[Saved entries]
Start of Block
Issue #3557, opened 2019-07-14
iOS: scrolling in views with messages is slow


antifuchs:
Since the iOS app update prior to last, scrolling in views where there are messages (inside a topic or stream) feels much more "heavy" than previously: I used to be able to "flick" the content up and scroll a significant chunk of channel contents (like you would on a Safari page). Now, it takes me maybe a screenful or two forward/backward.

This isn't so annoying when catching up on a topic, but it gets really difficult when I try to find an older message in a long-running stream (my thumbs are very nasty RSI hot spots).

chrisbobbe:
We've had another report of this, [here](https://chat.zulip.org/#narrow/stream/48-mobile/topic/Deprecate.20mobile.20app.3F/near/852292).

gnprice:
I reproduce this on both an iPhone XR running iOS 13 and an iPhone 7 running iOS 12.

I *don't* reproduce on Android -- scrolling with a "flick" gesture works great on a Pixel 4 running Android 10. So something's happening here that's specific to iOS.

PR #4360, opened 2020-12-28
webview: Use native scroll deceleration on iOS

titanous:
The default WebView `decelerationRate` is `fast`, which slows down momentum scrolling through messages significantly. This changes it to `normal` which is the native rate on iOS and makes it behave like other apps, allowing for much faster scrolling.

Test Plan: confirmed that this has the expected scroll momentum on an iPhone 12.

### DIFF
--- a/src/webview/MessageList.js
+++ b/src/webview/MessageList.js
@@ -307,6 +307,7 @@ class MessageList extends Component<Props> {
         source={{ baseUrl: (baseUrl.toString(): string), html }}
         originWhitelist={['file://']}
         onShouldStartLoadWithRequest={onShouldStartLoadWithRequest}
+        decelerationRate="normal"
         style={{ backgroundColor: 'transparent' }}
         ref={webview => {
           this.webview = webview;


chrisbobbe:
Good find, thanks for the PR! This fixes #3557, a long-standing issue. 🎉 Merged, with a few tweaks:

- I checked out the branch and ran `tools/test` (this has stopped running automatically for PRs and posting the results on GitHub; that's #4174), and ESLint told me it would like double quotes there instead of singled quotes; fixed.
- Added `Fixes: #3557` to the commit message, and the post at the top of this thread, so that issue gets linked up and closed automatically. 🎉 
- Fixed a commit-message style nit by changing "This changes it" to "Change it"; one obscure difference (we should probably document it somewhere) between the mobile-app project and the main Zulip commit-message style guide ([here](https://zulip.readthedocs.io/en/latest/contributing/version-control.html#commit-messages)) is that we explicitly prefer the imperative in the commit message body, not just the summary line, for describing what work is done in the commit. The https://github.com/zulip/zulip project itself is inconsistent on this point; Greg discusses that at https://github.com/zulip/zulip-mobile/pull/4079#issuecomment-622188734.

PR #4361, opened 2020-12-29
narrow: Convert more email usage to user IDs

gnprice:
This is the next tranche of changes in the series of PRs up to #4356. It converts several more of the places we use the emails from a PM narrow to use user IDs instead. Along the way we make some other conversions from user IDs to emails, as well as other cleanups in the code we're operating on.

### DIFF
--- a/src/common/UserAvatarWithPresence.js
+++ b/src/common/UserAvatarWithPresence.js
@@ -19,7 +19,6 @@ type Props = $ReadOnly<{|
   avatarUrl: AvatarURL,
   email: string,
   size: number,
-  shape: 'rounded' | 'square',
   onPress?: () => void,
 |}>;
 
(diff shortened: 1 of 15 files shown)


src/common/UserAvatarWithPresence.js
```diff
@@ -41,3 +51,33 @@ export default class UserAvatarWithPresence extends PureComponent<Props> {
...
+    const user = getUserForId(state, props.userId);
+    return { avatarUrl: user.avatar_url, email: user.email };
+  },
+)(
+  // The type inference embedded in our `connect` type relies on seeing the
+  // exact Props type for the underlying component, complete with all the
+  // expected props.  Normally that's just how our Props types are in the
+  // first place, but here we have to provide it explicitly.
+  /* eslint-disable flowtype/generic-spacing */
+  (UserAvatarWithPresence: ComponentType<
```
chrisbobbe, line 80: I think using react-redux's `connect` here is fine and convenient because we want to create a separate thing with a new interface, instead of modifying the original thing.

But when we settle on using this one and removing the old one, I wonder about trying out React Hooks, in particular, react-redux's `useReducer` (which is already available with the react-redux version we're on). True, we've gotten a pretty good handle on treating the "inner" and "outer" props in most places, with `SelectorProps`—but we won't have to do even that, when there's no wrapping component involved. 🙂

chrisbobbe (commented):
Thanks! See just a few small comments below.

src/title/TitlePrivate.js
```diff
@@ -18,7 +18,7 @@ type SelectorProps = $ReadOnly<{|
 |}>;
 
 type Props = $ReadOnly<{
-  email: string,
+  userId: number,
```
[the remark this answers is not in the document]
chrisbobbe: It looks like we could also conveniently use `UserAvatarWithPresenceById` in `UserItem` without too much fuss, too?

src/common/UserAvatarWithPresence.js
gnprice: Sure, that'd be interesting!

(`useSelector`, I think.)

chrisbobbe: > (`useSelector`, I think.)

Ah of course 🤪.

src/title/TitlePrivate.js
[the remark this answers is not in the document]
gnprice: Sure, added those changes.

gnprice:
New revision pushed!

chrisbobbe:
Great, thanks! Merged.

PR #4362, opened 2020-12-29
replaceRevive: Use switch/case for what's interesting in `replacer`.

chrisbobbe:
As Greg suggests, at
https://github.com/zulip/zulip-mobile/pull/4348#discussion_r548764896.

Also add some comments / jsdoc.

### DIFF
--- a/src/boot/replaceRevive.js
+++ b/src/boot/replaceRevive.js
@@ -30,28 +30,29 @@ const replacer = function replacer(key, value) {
End of Block
### [The task]
Return each line from the records that includes the word "momentum".

### [Response to the task]
The default WebView `decelerationRate` is `fast`, which slows down momentum scrolling through messages significantly. This changes it to `normal` which is the native rate on iOS and makes it behave like other apps, allowing for much faster scrolling.
Test Plan: confirmed that this has the expected scroll momentum on an iPhone 12.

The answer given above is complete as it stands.